How WFP Classifies Crises and Why COVID-19 Is at the Top

Last Updated November 11, 2020

Hunger feeds on crisis. When disaster strikes, hunger often follows. The majority of the time, the crises are caused by conflict, violence, hurricanes or drought. This time, it’s caused by a global pandemic.

COVID-19 is hurting everyone, but it threatens vulnerable communities the most. In many of the countries that the United Nations World Food Programme (WFP) serves, health systems are barely functioning, there is limited access to clean water and sanitation supplies are out of reach. Additionally, people are already suffering from poverty, hunger and malnutrition. As a result, the impact of the virus in these places and the economic consequences that follow will be devastating.

With this in mind, on March 30, the U.N. World Food Programme officially classified the COVID-19 crisis as an L3 emergency. But what, exactly, does this mean?

For humanitarian agencies like the U.N. World Food Programme that must respond to multiple emergencies in more than one country, a classification system is used to determine which crises require the most resources. The most severe emergencies are classified as Level 3 or L3 for short. Right now, these are the regions and/or situations that have been classified as L3:

The COVID-19 pandemic
Northeastern Nigeria
South Sudan
Syria
Democratic Republic of Congo
The Sahel
Yemen

But, there are actually two types of L3 emergencies: L3 emergencies across the U.N. system—which apply to most humanitarian organizations worldwide—and corporate L3 emergencies that pertain only to a specific agency like the U.N. World Food Programme.

A system-wide L3 emergency is declared by a committee of United Nations (U.N.) and non-U.N. global humanitarian agencies to ensure that the appropriate leadership structures are put in place for a coordinated, global response to a large-scale event. This need occurs most often when a crisis changes suddenly and significantly, requiring ramped-up efforts on multiple fronts—food, health, support to refugees and so on. To make this determination, the committee considers the scale, complexity, urgency, capacity and reputational risk involved with the crisis.

Meanwhile, the U.N. World Food Programme—and other humanitarian agencies—employs its own internal emergency classification system. The U.N. World Food Programme’s process not only takes into account the complexity of a crisis, but the resources and capacity available to its country offices and regional bureaus to respond.
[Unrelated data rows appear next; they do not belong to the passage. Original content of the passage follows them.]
PR #1387, opened 2023-08-14
Allow passing matrix filename as benchmark input

upsj:
When running benchmarks by hand, I always have to type `-input '[{"filename":"..."}'` by hand. The MatrixMarket and Ginkgo binary formats can be differentiated from JSON files by the first character: `%` is MM, `G` is binary, everything else is potentially JSON. So I had the idea to pass the matrix filename directly as input for the benchmark, either with the same flag (like in this PR) or with a different flag.

Not sure whether this overloads the `-input` flag too much, but I wanted to suggest it anyways.

### DIFF
--- a/benchmark/test/reference/spmv.matrix.stderr
+++ b/benchmark/test/reference/spmv.matrix.stderr
@@ -1,0 +1,31 @@
+This is Ginkgo 1.7.0 (develop)
+    running with core module 1.7.0 (develop)
+Running on reference(0)
+Running with 2 warm iterations and 10 running iterations
+The random seed for right hand sides is 42
+The formats are coo
+The number of right hand sides is 1
+Running test case
+{
+    "filename": "../../matrices/test/ani1.mtx",
+    "spmv": {}
+}
+Matrix is of size (36, 36)
+Current state:
+[
+    {
+        "filename": "../../matrices/test/ani1.mtx",
+        "spmv": {
+            "coo": {
+                "storage": 3328,
+                "max_relative_norm2": 1.0,
+                "time": 1.0,
+                "repetitions": 10,
+                "completed": true
+            }
+        },
+        "size": 36,
+        "nnz": 208,
+        "optimal": {}
+    }
+]
--- a/benchmark/test/reference/spmv.matrix.stderr
+++ b/benchmark/test/reference/spmv.matrix.stderr
@@ -7,14 +7,14 @@ The formats are coo
 The number of right hand sides is 1
 Running test case
 {
-    "filename": "../../matrices/test/ani1.mtx",
+    "filename": "",
     "spmv": {}
 }
 Matrix is of size (36, 36)
 Current state:
 [
     {
-        "filename": "../../matrices/test/ani1.mtx",
+        "filename": "",
         "spmv": {
             "coo": {
                 "storage": 3328,
--- a/benchmark/utils/general_matrix.hpp
+++ b/benchmark/utils/general_matrix.hpp
@@ -67,9 +67,17 @@ void initialize_argument_parsing_matrix(
                 << "-input and -input_matrix cannot be used simultaneously\n";
             std::exit(1);
         }
-        auto input_json = R"([{"filename":")" + input_matrix_str + "\"" +
-                          additional_matrix_file_json + "}]";
-        input_stream = std::make_unique<std::stringstream>(input_json);
+        // create JSON for the filename via RapidJSON to ensure the string is
+        // correctly escaped
+        rapidjson::Document d;
+        auto json_template =
+            R"([{"filename":"")" + additional_matrix_file_json + "}]";
+        d.Parse(json_template.c_str());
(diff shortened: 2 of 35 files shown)


MarcelKoch:
I don't know if `-input` was part of the last release, but perhaps just rename that to `-input_matrix` and expect it to be a filename. There may not be much benefit of `-input [{'filename': '...'}]` over `echo [{filename': '...'}] | benchmark`.

MarcelKoch:
From some stackoverflow (https://stackoverflow.com/a/8422306) it seems like you can do this:
```
> gdb ./exec
> run < input.json
```
And also, perhaps it's enough for the debugging to have one input matrix.

upsj:
That doesn't allow changing the parameters in a debugging session, since you cannot do `echo ... | run`.

MarcelKoch:
you can do 
```
echo ... > input.json
gdb ./exec
run < input.json
```
Or do you want to change stdin during the `run`?

MarcelKoch:
In newer python version (>=3.7) you can just pass a string to `subprocess.run(args, input=some_input)`. But I might not understand your workflow anyway.
Still, I think it would be better to have this parameter for the very simple case of using exactly one input file.

upsj:
I simply don't see a reason to remove the functionality when it can make scripting things much easier. Running benchmarks for multiple BLAS parameters on multiple GPUs using `parallel` is another example case where
`parallel command -input ... :: parameters` is simpler than `parallel bash -c 'echo ... | command' :: parameters`

MarcelKoch:
TBH, I'm still not sure if it makes scripting easier. But anyway, perhaps just add this under a new parameter name, to not overload the old one.

upsj:
The reason I reused the name is purely practical: The parameter would either need to be put into `general.hpp` and thus be inapplicable for blas/multivector/matrix_generator or be duplicated into individual functions or put into an entirely separate header. I'll use `-input_matrix`

benchmark/utils/general_matrix.hpp
```diff
@@ -0,0 +1,72 @@
...
+
+#include <gflags/gflags.h>
+
+
+#include "benchmark/utils/general.hpp"
+
+
+DEFINE_string(input_matrix, "",
+              "Filename of a matrix to be used as the single input. Overwrites "
+              "the value of the -input flag");
```
yhmtsai, line 48: I am considering `input` ignores `input_matrix`

benchmark/utils/general_matrix.hpp
```diff
@@ -0,0 +1,72 @@
...
+ *                                     will be used as input for the benchmark
+ *                                     if the `-input_matrix` flag is used.
+ */
+void initialize_argument_parsing_matrix(
+    int* argc, char** argv[], std::string& header, std::string& format,
+    std::string additional_matrix_file_json = "")
+{
+    initialize_argument_parsing(argc, argv, header, format);
+    std::string input_matrix_str{FLAGS_input_matrix};
+    if (!input_matrix_str.empty()) {
```
yhmtsai, line 64: another way is to change the `FLAGS_input` here such that the get_input_stream is not changed, but I do not like changing the user input state.

yhmtsai (approved):

benchmark/test/reference/spmv.matrix.stderr
```diff
@@ -0,0 +1,31 @@
...
+The random seed for right hand sides is 42
+The formats are coo
+The number of right hand sides is 1
+Running test case
+{
+    "filename": "../../matrices/test/ani1.mtx",
+    "spmv": {}
+}
+Matrix is of size (36, 36)
+Current state:
```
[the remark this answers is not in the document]
upsj: This is how it will be after #1323, at the moment, there is still JSON in both stderr and stdout

benchmark/utils/general_matrix.hpp
upsj: We cannot use both flags at the same time. Either one overrides the other, or we throw an error if they are used simultaneously.

benchmark/utils/general_matrix.hpp
```diff
@@ -0,0 +1,72 @@
...
+        auto input_json = "[{\"filename\":\"" + input_matrix_str + "\"" +
```
MarcelKoch, line 65: again, R-string?

benchmark/utils/general_matrix.hpp
```diff
@@ -0,0 +1,72 @@
...
+                          additional_matrix_file_json + "}]";
+        input_stream = std::make_unique<std::stringstream>(input_json);
+    }
+}
+
+
+#endif  // GKO_BENCHMARK_UTILS_GENERAL_MATRIX_HPP_
```
MarcelKoch, line 72:
```suggestion
#endif  // GKO_BENCHMARK_UTILS_GENERAL_MATRIX_HPP_

```

MarcelKoch (approved):
LGTM.

benchmark/utils/general_matrix.hpp
upsj: I added an error message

The U.N. World Food Programme has three levels of classifications. Any country with a U.N. World Food Programme emergency or relief operation is automatically classified as an L1. When the resources of a given country office are insufficient to meet the urgency, scale or complexity—or when the scale of crisis extends beyond a single country or territory—an L2 emergency can be activated, allowing regional resources to be utilized to amplify the response. When an emergency exceeds U.N. World Food Programme regional support capacity, an L3 designation allows the U.N. World Food Programme to use its entire global, or “corporate,” human or financial resource base to respond.